“I’m Yang Gang!” Chappelle said.
Yang made the announcement of Chappelle’s concerts at a town hall in Ames, Iowa on Tuesday.
“I am super indebted to Dave,” Yang said. “I can’t wait to help make this case to the country, that we can do better for ourselves and our kids than we are doing right now.”
In a statement released later by the campaign, Yang said that he and Chappelle “share similar concerns about the future and hopes for what it could be. We are also parents who see the world that we are leaving to our kids and believe they deserve better.”
Other showbiz figures who are backing Yang include Donald Glover, who joined the campaign last month as a creative consultant. Yang also has been endorsed by Ken Jeong and Steven Yeun.
The Jan. 29 event will be held at Township Auditorium in Columbia, SC, and the Jan. 30 concert will take place at North Charleston Performing Arts Center in North Charleston, SC.
With just weeks until voting begins in the Democratic primary, campaigns are dispatching entertainers to early states.
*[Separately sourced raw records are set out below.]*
PR #188, opened 2017-11-30
Remove redundant GRPC::Cancelled case.

qingling128:
Per https://github.com/grpc/grpc/blob/master/src/ruby/lib/grpc/errors.rb#L91, `GRPC::Cancelled` is a subclass of `GRPC::BadStatus`, thus already covered in the other case. Removing the redundant part.

### DIFF
--- a/lib/fluent/plugin/out_google_cloud.rb
+++ b/lib/fluent/plugin/out_google_cloud.rb
@@ -600,14 +600,6 @@ module Fluent
               @log.info 'Successfully sent gRPC to Stackdriver Logging API.'
             end
 
-          rescue GRPC::Cancelled => error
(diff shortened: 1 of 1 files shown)


lib/fluent/plugin/out_google_cloud.rb
```diff
@@ -600,14 +600,6 @@ def write(chunk)
               @log.info 'Successfully sent gRPC to Stackdriver Logging API.'
             end
 
-          rescue GRPC::Cancelled => error
-            increment_failed_requests_count(GRPC::Core::StatusCodes::CANCELLED)
-            increment_retried_entries_count(entries_count, error.code)
```
igorpeshansky: Might want to propagate this line below (i.e., replace `entries.length` with `entries_count`, since we've bothered computing it).

PR #174, opened 2017-10-31
Add partial success for gRPC path.

qingling128:
This PR depends on https://github.com/GoogleCloudPlatform/fluent-plugin-google-cloud/pull/192.

PR #194, opened 2017-12-01
Add stackdriver_partially_successful_requests_count metric.

qingling128:


lib/fluent/plugin/out_google_cloud.rb
```diff
@@ -1933,6 +1936,13 @@ def increment_successful_requests_count
       @successful_requests_count.increment(grpc: @use_grpc, code: @ok_code)
     end
 
+    # Increment the metric for the number of partially successful requests.
+    def increment_partially_successful_requests_count(code)
+      return unless @partially_successful_requests_count
+      @partially_successful_requests_count.increment(grpc: @use_grpc,
```
bmoyles0117: Will @use_grpc always be false for now while we only invoke this function in the non-grpc block? If so, should we hard code it, or at least parameterize it to the calling function to prevent depending on the class variable?

qingling128: There is a coming PR to add partial success for gRPC. So soon this method will be invoked by both paths.

qingling128: For reference, that PR is https://github.com/GoogleCloudPlatform/fluent-plugin-google-cloud/pull/174.

lib/fluent/plugin/out_google_cloud.rb
```diff
@@ -718,8 +722,7 @@ def write(chunk)
                           error_code: "google.rpc.Code[#{error_code}]",
                           error: error_message
               end
-              # Consider partially successful request successful.
-              increment_successful_requests_count
+              increment_partially_successful_requests_count(error.status_code)
```
jkohen: The name is confusing. Partially successful contain an error code, so it's not successful. Also error.status_code is always CLientError, is that what you expected? If not, you may need to move this inside the loop and use error_code.

qingling128: One partially successful request can contain multiple failed entries for different reasons with different error code. If we move it into the loop, it's counting the failed entries not the requests.

On the other hand the error code is not always `ClientError`. It is one of the two:
1. HTTP status 400 (Bad Request) / GRPC InvalidArgument
2. HTTP status 403 (Forbidden) / GRPC PermissionDenied

According to the Logging API's doc https://cloud.google.com/logging/docs/reference/v2/rest/v2/entries/write,
> If any entry is not written, then the response status is the error associated with one of the failed entries.

From my observation, it seems to be the first failed entry's reason.

jkohen: Thanks for the explanation. I'm still not clear what the intention is for the status code on this metric, given that it's one arbitrary error from the response, and that we have all errors in the dropped_entries_count metric. For my curiousity, what do you plan to do with it?

qingling128: Right. We can't do much with that arbitrary error code. Let's discuss the design in the internal thread before moving on with the implementation here.

qingling128:
This was de-prioritized and we probably won't get to it in the near future. Closing for now.

PR #195, opened 2017-12-05
Add an option to control ingesting the availability zone instead of the region on AWS.

igorpeshansky:


lib/fluent/plugin/out_google_cloud.rb
```diff
@@ -218,6 +218,9 @@ module InternalConstants
     # Whether to attempt to obtain metadata from the local metadata service.
     # It is safe to specify 'true' even on platforms with no metadata service.
     config_param :use_metadata_service, :bool, :default => true
+    # Whether to set the AWS location to the availability zone instead of the
+    # region.
+    config_param :use_aws_availability_zone, :bool, :default => true
```
qingling128: Should we also give recommendation/clear preference in the comment that `region` is the right thing while `availability zone` is some legacy residue that we are looking forward to deprecate?

test/plugin/base_test.rb
```diff
@@ -257,6 +259,17 @@ def test_one_log_ec2
...
       d.run
     end
+    verify_log_entries(1, EC2_ZONE_PARAMS)
+  end
+
+  def test_one_log_ec2_region
+    ENV['GOOGLE_APPLICATION_CREDENTIALS'] = IAM_CREDENTIALS[:path]
+    setup_ec2_metadata_stubs
+    setup_logging_stubs do
+      d = create_driver(CONFIG_EC2_USE_REGION)
```
qingling128: For consistency, should this be named `CONFIG_EC2_PROJECT_ID_USE_REGION`?

test/plugin/constants.rb
```diff
@@ -509,7 +517,7 @@ module Constants
       type: EC2_CONSTANTS[:resource_type],
       labels: {
         'instance_id' => EC2_VM_ID,
-        'region' => EC2_PREFIXED_ZONE,
+        'region' => EC2_PREFIXED_REGION,
```
qingling128: Should we rename `EC2_PARAMS` to `EC2_REGION_PARAMS`? It's a bit confusing for  `EC2_PARAMS` to use `region` while the default behavior (if the config is not set) still uses `availability zone`.

lib/fluent/plugin/out_google_cloud.rb
qingling128: Also, we meant to leave `default` as `true` for the moment, I assume?

Issue #187, opened 2017-11-30
Memory leak introduced in 0.6.9 or 0.6.10


zbjornson:
Since google-fluentd updated from 1.5.22-1 to 1.5.23, we're seeing a ton of retained memory (820 MB retained for ~30 MB of logs over ~7 hours). The only change in google-fluentd between those versions is upgrading fluent-plugin-google-cloud from 0.6.8 to 0.6.10.

Looking at the [commit log](https://github.com/GoogleCloudPlatform/fluent-plugin-google-cloud/compare/v0.6.8...v0.6.10) here, it looks like this might be from another dependency (google-api-client, google-cloud-logging or gRPC?)...

(Someone else said they saw this also with 1.5.23 and not 1.5.20 in the Google Cloud Platform Slack community.)

igorpeshansky:
@qingling128 Mind taking a look?

qingling128:
Sure. We've noticed this memory leak issue during the recent benchmarking tests as well. Will take a look. I've also created an internal ticket to track it.

bivald:
I'm seeing this as well on 0.6.10 where google-fluentd (1.5.23) easily consumes 1GB of memory for a low log usage server. All logs are flushed to stackdriver (visible in the log viewer)

Perhaps more troubling for us then most other customers, since we run 50+ instances with low ram (g1-small etc)

```
enplore@admin:~$ free -m
             total       used       free     shared    buffers     cached
Mem:          1704       1626         77         16         46        239

enplore@admin:~$ sudo systemctl stop google-fluentd

enplore@admin:~$ free -m
             total       used       free     shared    buffers     cached
Mem:          1704        618       1086         16         46        239
```

Let me know if I can help with any testing or debugging

jrun:
To pile on here, we are seeing the same behavior. It's giving us a headache in our test environment because the instances don't have the extra memory to spare which leads to OOM errors.

We have instances in production where google-fluentd 1.5.23-1 is using 2GB+ RAM.

qingling128:
Sorry for the inconvenience. We are actively looking into this. Will see if we can quickly locate the root cause or at least a safe dependency version to roll back.

qingling128:
[...]

PR #196, opened 2017-12-06
Revert #180 and pin google-cloud-logging to < 1.3 and grpc to < 1.3 for memory leak.

qingling128:
We are seeing a serious / fast memory leak after that comes with gRPC v1.2.5 -> v1.4.5 upgrade which was introduced by a gRPC requirement in google-cloud-logging >= 1.3.0.

For a short-term mitigation for https://github.com/GoogleCloudPlatform/fluent-plugin-google-cloud/issues/187, we might want to roll it back.

See internal memory leak investigation doc for more details.

### DIFF
--- a/fluent-plugin-google-cloud.gemspec
+++ b/fluent-plugin-google-cloud.gemspec
@@ -23,6 +23,7 @@ eos
   gem.add_runtime_dependency 'googleapis-common-protos', '~> 1.3'
   gem.add_runtime_dependency 'google-api-client', '~> 0.14'
   gem.add_runtime_dependency 'google-cloud-logging', '~> 1.2.3'
+  gem.add_runtime_dependency 'googleauth', '~> 0.5'
   gem.add_runtime_dependency 'grpc', '~> 1.2.5'
   gem.add_runtime_dependency 'json', '~> 1.8'
 
--- a/fluent-plugin-google-cloud.gemspec
+++ b/fluent-plugin-google-cloud.gemspec
@@ -21,8 +21,8 @@ eos
 
   gem.add_runtime_dependency 'fluentd', '~> 0.10'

On Monday, Mandy Moore appeared with Pete Buttigieg at a town hall in Ames, and plans to attend the Democratic debate on Tuesday.In a fundraising email sent by the campaign, Moore said that Buttigieg is “a total original. And that’s honestly what I think we need right now. Because this isn’t a TV show or movie. It’s our reality. And the reality is that our country is in crisis.”
Like Buttigieg, Yang was a virtual unknown before the presidential campaign started. He’s gained some traction as a dark horse candidate focused on issues like the need to address automation and for a universal basic income. He raised $16.5 million in the fourth quarter, outpacing a number of traditional candidates. But he did not qualify for the debate on Tuesday, the first time he has been shut out of the 2020 events. The Des Moines debate is sponsored by CNN and the Des Moines Register.
Instead, Yang held a series of events in Iowa on Monday and Tuesday, including a town hall event at Drake University in Des Moines.